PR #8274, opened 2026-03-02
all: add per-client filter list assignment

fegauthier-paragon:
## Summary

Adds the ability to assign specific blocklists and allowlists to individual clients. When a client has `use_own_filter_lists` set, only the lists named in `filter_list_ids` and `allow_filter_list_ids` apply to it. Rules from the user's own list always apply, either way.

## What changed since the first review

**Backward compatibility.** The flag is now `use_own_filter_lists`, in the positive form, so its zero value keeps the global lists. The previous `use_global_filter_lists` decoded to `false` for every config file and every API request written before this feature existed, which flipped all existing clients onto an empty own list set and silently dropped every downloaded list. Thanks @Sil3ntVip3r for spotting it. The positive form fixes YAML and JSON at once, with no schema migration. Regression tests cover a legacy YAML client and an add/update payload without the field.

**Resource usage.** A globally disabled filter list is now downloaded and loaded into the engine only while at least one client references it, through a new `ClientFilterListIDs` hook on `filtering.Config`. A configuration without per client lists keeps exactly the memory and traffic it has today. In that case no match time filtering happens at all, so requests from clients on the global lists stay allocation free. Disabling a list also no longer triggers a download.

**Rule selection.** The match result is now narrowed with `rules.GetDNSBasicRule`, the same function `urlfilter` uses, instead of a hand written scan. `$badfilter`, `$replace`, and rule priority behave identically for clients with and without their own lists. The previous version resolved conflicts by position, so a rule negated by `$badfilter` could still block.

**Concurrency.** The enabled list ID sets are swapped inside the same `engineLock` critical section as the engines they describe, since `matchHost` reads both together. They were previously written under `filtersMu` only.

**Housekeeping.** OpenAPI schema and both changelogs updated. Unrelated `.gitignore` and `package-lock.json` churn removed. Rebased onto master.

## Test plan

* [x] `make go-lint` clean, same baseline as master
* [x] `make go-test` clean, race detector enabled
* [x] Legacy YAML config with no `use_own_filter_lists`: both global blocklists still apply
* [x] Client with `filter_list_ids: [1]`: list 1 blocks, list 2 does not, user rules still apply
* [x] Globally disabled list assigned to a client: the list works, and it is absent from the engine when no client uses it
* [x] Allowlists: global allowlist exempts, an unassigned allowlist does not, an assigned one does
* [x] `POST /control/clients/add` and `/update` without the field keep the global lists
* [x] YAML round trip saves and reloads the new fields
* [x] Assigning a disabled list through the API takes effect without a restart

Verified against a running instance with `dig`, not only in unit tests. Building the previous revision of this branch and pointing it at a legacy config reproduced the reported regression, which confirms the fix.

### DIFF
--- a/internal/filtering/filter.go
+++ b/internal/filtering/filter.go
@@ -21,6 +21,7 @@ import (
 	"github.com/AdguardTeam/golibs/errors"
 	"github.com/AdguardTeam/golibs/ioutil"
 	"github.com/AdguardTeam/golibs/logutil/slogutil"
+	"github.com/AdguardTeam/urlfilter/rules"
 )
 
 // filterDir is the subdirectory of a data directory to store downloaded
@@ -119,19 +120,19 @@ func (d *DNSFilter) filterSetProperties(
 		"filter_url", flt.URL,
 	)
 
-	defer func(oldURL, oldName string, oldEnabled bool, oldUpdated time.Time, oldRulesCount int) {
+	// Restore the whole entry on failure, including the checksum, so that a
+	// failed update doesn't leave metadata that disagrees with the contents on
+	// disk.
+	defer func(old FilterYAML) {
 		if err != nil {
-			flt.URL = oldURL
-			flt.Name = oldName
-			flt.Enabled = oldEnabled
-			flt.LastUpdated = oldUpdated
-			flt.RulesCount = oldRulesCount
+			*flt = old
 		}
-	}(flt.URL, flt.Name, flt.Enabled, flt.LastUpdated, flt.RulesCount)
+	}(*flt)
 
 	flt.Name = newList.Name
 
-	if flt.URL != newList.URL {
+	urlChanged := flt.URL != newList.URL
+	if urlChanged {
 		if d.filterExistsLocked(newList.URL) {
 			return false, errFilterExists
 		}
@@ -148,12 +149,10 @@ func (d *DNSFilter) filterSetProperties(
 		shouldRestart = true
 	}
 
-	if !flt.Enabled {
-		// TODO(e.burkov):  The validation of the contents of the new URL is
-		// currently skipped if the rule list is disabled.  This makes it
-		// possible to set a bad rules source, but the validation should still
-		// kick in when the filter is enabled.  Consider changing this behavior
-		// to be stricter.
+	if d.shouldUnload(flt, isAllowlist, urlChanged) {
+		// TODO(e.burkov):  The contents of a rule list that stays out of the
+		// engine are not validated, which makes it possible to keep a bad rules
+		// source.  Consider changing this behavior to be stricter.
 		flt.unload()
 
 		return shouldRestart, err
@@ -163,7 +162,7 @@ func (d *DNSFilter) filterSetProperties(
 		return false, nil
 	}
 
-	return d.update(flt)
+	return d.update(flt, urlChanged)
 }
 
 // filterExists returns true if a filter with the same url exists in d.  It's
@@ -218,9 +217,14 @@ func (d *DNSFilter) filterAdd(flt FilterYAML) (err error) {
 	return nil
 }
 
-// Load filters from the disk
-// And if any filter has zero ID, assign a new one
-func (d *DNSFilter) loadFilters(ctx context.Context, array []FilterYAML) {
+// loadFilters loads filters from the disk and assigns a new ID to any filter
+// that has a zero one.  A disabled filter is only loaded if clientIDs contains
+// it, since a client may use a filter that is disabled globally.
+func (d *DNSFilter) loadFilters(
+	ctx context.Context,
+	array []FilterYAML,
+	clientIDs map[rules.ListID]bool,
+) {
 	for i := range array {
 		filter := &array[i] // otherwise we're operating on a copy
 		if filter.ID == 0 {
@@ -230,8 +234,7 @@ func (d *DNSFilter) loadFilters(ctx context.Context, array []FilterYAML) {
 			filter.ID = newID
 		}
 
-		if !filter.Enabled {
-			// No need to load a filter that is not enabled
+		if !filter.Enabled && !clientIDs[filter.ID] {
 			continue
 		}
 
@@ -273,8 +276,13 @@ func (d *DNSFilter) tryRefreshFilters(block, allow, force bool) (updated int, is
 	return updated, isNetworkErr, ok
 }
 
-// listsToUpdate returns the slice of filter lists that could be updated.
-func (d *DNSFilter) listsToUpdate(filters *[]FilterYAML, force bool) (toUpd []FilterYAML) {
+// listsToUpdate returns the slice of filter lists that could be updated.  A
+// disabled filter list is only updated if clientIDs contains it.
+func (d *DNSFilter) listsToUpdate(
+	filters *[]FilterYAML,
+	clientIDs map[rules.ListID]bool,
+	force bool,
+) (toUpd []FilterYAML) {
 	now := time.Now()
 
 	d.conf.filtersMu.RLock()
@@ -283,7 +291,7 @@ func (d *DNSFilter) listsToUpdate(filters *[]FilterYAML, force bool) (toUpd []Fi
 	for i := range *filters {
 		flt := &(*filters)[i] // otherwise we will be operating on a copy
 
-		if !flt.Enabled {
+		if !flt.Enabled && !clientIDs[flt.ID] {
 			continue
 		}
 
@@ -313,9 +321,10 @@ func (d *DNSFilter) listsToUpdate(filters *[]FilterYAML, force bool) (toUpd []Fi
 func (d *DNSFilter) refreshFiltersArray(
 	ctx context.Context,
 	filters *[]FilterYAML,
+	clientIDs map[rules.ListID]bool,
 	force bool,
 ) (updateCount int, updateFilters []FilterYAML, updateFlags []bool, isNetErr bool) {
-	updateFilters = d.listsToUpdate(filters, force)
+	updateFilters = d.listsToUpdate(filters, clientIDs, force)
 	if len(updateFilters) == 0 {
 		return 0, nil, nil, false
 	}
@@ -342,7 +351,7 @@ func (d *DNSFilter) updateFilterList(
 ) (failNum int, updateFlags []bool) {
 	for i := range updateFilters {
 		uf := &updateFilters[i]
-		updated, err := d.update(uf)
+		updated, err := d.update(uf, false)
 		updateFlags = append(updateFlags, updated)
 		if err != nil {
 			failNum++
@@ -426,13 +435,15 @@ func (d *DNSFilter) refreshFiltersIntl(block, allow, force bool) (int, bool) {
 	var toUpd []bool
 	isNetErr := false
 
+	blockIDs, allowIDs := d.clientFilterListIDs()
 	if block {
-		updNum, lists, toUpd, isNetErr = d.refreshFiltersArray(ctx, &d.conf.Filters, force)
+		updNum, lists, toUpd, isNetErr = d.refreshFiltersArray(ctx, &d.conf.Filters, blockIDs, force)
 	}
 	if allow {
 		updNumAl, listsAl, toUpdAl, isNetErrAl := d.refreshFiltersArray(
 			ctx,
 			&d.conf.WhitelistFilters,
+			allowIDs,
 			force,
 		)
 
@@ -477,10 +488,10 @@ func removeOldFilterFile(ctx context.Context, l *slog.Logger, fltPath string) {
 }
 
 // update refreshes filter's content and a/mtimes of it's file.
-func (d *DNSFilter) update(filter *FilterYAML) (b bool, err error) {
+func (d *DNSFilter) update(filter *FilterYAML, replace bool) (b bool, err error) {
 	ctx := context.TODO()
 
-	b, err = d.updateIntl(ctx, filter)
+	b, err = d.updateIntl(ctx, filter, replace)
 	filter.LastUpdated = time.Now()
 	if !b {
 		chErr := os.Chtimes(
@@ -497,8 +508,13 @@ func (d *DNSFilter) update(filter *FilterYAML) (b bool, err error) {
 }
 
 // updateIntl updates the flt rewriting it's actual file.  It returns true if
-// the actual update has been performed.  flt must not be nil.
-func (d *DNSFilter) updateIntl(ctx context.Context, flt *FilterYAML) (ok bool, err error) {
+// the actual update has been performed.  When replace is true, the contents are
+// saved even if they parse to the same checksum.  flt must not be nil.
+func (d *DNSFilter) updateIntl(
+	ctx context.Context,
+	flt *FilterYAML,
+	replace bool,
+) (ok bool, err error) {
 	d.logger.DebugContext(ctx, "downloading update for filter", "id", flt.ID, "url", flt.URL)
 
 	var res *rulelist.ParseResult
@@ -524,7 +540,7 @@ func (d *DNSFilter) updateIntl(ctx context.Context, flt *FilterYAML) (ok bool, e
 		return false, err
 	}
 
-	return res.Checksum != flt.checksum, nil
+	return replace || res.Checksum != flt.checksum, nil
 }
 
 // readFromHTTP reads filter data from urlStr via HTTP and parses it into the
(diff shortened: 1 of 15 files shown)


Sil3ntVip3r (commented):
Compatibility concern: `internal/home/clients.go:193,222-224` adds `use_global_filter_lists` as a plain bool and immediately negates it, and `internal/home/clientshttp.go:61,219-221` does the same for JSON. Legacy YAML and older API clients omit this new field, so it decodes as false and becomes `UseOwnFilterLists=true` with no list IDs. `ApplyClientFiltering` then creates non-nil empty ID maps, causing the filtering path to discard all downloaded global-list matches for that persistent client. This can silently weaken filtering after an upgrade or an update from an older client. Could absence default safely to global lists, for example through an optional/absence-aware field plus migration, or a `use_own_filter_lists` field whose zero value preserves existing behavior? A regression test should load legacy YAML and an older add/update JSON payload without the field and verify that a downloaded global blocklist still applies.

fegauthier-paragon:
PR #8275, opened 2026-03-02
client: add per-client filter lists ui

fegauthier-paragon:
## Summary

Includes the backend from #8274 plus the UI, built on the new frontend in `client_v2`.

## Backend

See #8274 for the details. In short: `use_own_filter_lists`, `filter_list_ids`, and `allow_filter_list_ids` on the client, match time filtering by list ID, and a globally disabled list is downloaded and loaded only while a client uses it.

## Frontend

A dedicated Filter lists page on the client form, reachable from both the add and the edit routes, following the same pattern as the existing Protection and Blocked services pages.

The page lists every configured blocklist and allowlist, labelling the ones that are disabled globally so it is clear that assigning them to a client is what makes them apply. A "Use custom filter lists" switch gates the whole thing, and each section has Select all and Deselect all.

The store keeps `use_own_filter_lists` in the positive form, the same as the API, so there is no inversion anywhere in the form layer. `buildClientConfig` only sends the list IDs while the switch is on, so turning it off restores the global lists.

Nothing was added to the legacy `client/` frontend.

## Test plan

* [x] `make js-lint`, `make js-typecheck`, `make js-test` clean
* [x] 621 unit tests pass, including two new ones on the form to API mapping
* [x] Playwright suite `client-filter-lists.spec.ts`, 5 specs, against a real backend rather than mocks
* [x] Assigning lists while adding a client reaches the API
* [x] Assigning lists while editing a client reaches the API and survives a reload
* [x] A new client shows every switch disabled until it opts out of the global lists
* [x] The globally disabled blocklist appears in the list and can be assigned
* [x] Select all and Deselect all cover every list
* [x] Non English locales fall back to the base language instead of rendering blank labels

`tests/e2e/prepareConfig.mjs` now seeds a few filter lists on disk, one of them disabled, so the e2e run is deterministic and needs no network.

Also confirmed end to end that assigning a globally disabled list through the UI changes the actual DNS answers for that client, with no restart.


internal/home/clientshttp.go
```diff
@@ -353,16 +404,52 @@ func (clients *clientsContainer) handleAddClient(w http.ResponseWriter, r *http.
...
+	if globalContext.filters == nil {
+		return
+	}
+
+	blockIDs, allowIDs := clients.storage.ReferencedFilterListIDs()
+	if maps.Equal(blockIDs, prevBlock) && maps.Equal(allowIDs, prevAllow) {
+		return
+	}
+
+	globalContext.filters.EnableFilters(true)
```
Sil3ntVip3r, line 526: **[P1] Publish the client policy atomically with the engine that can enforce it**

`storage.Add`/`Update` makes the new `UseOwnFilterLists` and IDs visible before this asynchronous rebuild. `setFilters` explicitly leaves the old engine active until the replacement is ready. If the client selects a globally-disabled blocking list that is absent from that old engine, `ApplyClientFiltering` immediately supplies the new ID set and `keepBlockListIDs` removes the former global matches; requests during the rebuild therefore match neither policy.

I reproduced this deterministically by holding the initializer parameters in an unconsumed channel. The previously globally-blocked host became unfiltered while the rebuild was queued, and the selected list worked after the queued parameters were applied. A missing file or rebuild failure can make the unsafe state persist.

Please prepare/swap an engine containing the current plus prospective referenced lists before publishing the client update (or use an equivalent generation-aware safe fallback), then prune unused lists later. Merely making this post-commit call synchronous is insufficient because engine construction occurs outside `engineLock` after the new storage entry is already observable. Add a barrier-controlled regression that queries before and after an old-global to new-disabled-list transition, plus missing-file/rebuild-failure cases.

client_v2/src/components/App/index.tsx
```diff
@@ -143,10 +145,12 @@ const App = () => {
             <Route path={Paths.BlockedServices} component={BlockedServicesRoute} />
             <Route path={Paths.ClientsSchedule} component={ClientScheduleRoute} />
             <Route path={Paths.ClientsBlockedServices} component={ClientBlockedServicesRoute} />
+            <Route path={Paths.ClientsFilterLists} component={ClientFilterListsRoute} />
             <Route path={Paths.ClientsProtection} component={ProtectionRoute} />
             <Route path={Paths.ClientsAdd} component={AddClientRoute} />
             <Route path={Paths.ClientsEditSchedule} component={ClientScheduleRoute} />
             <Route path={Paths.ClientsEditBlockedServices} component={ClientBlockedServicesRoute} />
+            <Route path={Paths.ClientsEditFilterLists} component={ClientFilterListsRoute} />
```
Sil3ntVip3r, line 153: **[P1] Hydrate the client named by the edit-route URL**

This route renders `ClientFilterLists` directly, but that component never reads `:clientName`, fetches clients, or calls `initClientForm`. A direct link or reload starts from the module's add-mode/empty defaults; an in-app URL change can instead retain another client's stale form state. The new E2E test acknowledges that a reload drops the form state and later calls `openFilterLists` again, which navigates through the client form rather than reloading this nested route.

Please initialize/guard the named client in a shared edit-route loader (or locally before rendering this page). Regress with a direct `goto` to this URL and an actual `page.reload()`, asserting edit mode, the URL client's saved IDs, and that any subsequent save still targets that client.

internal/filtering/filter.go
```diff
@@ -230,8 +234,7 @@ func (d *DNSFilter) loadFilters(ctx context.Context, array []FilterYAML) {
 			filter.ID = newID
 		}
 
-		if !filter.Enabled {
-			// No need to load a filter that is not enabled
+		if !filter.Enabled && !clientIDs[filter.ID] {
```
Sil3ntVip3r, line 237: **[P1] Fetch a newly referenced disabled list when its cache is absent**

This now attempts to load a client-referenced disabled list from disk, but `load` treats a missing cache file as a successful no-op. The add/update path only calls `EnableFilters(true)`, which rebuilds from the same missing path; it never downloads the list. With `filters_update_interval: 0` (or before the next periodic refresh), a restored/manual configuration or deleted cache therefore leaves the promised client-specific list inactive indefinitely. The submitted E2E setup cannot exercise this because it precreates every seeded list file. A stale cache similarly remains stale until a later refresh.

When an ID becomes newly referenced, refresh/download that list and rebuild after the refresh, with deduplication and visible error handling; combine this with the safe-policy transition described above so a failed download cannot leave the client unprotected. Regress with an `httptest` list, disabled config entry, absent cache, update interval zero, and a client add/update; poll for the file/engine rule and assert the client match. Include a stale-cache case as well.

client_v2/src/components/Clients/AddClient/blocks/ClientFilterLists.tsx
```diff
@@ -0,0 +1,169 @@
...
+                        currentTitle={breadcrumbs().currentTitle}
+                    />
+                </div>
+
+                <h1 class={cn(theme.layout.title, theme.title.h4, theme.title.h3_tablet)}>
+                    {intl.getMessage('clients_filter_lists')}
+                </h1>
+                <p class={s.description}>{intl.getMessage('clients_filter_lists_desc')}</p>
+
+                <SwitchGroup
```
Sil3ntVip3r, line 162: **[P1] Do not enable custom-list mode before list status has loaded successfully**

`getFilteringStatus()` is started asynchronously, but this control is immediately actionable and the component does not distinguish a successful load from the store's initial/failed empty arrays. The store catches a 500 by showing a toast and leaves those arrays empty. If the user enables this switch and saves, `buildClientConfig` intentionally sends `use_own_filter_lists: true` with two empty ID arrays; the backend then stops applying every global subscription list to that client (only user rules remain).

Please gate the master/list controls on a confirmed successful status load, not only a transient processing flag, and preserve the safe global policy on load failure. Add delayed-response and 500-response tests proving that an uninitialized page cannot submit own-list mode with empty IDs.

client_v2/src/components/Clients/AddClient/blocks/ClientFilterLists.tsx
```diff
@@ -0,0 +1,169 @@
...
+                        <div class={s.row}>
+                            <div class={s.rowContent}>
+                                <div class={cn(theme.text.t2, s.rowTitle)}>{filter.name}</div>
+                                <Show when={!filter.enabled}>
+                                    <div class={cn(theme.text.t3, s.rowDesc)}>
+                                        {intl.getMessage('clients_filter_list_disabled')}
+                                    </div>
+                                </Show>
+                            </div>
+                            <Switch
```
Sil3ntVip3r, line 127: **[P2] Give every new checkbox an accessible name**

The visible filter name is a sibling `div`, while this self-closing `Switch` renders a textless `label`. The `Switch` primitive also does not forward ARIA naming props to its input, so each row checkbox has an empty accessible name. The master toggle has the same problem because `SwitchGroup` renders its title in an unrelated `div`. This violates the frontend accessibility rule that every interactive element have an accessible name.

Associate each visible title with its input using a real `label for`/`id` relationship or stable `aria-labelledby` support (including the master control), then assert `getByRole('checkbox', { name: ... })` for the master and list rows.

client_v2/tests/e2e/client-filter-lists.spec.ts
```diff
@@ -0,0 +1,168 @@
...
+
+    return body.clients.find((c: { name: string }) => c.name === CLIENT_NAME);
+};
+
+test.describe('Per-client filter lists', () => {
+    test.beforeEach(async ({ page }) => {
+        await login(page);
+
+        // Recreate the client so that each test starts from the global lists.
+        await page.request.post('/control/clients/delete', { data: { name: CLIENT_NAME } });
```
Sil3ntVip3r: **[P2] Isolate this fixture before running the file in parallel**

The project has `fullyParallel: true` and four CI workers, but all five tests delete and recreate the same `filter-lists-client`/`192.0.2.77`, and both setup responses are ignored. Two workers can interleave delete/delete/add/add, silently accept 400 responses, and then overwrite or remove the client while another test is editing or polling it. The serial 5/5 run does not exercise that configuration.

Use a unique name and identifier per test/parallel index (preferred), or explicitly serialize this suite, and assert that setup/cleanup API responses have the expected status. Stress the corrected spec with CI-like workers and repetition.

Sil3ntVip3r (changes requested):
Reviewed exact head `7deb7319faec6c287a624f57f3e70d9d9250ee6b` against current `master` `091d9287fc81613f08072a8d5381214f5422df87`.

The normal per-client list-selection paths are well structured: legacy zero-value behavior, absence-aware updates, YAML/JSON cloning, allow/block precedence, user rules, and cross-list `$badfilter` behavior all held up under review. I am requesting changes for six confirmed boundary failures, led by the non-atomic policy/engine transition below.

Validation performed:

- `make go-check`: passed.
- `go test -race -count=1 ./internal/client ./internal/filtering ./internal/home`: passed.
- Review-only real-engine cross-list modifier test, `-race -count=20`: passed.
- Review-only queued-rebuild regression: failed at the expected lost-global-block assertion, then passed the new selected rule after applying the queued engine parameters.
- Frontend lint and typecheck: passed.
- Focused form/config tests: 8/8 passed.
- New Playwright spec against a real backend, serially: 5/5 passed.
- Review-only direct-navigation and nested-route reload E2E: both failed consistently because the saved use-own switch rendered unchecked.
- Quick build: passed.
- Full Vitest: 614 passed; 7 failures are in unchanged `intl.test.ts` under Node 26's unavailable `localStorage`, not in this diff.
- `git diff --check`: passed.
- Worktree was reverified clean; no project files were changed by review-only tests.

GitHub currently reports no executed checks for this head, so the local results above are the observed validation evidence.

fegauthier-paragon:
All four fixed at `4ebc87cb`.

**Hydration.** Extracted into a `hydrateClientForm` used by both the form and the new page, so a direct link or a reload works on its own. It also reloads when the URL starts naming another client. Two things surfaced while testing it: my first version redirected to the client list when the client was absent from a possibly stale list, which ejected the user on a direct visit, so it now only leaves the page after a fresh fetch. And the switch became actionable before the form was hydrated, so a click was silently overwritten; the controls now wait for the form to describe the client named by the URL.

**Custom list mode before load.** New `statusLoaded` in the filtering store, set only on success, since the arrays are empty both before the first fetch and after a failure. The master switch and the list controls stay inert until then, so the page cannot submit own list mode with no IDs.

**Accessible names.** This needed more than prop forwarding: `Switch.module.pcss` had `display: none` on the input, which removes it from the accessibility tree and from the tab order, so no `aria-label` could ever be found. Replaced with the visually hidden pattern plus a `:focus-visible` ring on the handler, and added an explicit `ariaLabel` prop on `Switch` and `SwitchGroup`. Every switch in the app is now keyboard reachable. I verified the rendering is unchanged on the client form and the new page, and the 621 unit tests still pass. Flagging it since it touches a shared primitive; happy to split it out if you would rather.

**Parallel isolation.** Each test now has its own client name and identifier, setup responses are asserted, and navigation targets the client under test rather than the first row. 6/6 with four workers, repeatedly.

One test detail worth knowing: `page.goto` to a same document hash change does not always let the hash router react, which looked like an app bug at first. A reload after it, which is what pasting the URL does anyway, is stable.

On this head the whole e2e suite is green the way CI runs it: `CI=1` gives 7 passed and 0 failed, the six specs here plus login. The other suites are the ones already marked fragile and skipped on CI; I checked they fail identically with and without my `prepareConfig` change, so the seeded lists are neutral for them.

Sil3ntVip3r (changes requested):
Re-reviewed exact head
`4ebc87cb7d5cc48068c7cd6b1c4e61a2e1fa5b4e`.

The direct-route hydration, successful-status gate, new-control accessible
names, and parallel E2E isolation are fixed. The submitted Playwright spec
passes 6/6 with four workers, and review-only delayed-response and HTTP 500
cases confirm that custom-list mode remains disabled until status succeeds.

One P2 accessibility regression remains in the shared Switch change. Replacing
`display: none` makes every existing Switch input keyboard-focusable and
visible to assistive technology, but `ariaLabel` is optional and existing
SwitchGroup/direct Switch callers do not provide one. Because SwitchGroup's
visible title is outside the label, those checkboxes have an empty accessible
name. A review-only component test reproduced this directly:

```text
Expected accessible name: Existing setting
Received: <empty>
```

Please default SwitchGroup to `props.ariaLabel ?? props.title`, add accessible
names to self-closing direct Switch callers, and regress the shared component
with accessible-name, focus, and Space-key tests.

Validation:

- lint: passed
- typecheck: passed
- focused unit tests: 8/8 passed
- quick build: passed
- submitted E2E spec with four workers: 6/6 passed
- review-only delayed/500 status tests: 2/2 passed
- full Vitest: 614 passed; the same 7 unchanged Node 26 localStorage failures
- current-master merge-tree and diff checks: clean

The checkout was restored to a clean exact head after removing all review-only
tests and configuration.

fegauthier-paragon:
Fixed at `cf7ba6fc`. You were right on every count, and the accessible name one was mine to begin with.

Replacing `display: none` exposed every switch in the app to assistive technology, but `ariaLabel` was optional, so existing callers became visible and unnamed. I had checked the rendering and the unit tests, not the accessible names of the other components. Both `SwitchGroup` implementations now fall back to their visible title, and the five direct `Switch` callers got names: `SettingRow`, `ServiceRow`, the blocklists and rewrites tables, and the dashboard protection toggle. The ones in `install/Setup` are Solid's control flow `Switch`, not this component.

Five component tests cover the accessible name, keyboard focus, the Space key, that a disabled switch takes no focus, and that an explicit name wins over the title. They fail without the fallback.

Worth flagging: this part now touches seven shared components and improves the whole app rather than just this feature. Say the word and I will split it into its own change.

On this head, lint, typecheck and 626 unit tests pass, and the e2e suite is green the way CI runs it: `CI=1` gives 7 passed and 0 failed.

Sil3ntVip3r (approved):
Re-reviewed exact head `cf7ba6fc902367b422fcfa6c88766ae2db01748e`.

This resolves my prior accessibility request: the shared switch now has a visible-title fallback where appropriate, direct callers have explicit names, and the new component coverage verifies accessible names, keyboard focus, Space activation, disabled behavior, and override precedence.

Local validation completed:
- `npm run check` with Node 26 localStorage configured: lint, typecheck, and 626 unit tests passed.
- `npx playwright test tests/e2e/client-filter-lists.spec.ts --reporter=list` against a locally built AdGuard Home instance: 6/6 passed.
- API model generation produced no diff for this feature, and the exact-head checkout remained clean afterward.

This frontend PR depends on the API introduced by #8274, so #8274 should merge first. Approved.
§
* Exercise *
Out of the data above, transcribe exactly and only the lines starting with the line that has "-283,7 +291,7 @@" and going on through the line that has "err := d.update(uf)", both included.

* Task answer *
@@ -283,7 +291,7 @@ func (d *DNSFilter) listsToUpdate(filters *[]FilterYAML, force bool) (toUpd []Fi
 	for i := range *filters {
 		flt := &(*filters)[i] // otherwise we will be operating on a copy
 
-		if !flt.Enabled {
+		if !flt.Enabled && !clientIDs[flt.ID] {
 			continue
 		}
 
@@ -313,9 +321,10 @@ func (d *DNSFilter) listsToUpdate(filters *[]FilterYAML, force bool) (toUpd []Fi
 func (d *DNSFilter) refreshFiltersArray(
 	ctx context.Context,
 	filters *[]FilterYAML,
+	clientIDs map[rules.ListID]bool,
 	force bool,
 ) (updateCount int, updateFilters []FilterYAML, updateFlags []bool, isNetErr bool) {
-	updateFilters = d.listsToUpdate(filters, force)
+	updateFilters = d.listsToUpdate(filters, clientIDs, force)
 	if len(updateFilters) == 0 {
 		return 0, nil, nil, false
 	}
@@ -342,7 +351,7 @@ func (d *DNSFilter) updateFilterList(
 ) (failNum int, updateFlags []bool) {
 	for i := range updateFilters {
 		uf := &updateFilters[i]
-		updated, err := d.update(uf)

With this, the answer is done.